Work required:
Beginning with the opening line, set down each line of the material below exactly, stopping once the line with "posted by @AprilSylph" is done.

▬▬▬▬▬▬▬▬▬▬

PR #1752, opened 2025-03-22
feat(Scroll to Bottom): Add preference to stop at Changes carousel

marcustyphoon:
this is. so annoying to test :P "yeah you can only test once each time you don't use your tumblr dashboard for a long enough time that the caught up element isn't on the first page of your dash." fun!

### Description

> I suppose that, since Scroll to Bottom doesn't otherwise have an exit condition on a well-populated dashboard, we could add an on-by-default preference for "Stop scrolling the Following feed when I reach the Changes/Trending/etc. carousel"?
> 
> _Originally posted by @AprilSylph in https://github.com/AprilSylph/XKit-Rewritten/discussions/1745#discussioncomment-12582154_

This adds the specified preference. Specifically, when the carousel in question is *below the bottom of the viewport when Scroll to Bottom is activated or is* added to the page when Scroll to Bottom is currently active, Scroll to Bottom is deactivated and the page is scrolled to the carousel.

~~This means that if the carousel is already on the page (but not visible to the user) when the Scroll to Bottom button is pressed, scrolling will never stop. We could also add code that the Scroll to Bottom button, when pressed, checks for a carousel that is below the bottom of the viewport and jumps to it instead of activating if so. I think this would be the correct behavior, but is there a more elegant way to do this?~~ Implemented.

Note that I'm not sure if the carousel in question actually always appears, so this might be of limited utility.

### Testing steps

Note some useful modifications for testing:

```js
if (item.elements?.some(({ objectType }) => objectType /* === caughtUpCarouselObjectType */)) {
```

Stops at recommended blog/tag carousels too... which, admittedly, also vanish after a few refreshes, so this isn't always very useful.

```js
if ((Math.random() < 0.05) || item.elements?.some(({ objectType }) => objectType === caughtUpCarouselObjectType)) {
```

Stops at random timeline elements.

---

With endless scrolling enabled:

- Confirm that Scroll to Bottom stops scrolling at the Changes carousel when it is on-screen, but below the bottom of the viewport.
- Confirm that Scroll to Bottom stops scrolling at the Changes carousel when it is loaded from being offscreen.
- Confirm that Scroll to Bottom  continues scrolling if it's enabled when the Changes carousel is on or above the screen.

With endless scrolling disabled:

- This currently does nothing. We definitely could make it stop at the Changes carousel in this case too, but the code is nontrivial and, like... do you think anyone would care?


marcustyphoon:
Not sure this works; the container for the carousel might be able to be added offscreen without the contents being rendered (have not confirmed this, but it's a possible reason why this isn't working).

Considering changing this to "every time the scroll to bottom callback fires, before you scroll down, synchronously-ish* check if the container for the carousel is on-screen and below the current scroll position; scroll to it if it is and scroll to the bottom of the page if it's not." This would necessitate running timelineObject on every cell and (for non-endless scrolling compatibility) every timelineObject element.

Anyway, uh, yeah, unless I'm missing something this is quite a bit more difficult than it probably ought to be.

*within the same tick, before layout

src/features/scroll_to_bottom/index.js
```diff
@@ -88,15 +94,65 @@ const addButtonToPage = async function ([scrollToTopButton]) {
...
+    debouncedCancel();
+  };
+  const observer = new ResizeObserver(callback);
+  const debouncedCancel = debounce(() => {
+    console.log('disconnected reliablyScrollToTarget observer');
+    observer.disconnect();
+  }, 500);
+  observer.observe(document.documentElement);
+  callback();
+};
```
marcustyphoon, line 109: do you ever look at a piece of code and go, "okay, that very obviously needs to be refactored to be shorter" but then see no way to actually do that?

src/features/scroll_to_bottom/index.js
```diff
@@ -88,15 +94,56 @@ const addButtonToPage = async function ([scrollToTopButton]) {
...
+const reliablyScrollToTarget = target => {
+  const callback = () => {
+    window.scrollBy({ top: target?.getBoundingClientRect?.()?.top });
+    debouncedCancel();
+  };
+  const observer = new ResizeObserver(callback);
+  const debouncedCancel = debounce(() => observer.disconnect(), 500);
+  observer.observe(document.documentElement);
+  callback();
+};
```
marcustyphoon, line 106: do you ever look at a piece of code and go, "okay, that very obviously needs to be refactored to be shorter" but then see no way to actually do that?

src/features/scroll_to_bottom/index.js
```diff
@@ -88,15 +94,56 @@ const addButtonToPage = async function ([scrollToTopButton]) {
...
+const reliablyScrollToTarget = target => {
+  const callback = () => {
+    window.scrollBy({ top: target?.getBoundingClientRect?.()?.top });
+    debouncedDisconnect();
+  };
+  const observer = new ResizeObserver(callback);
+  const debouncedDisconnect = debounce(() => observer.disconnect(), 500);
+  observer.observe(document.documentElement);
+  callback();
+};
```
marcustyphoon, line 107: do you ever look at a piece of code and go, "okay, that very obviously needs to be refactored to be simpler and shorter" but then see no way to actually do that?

▬▬▬▬▬▬▬▬▬▬

Task solution:
PR #1752, opened 2025-03-22
feat(Scroll to Bottom): Add preference to stop at Changes carousel

marcustyphoon:
this is. so annoying to test :P "yeah you can only test once each time you don't use your tumblr dashboard for a long enough time that the caught up element isn't on the first page of your dash." fun!

### Description

> I suppose that, since Scroll to Bottom doesn't otherwise have an exit condition on a well-populated dashboard, we could add an on-by-default preference for "Stop scrolling the Following feed when I reach the Changes/Trending/etc. carousel"?
> 
> _Originally posted by @AprilSylph in https://github.com/AprilSylph/XKit-Rewritten/discussions/1745#discussioncomment-12582154_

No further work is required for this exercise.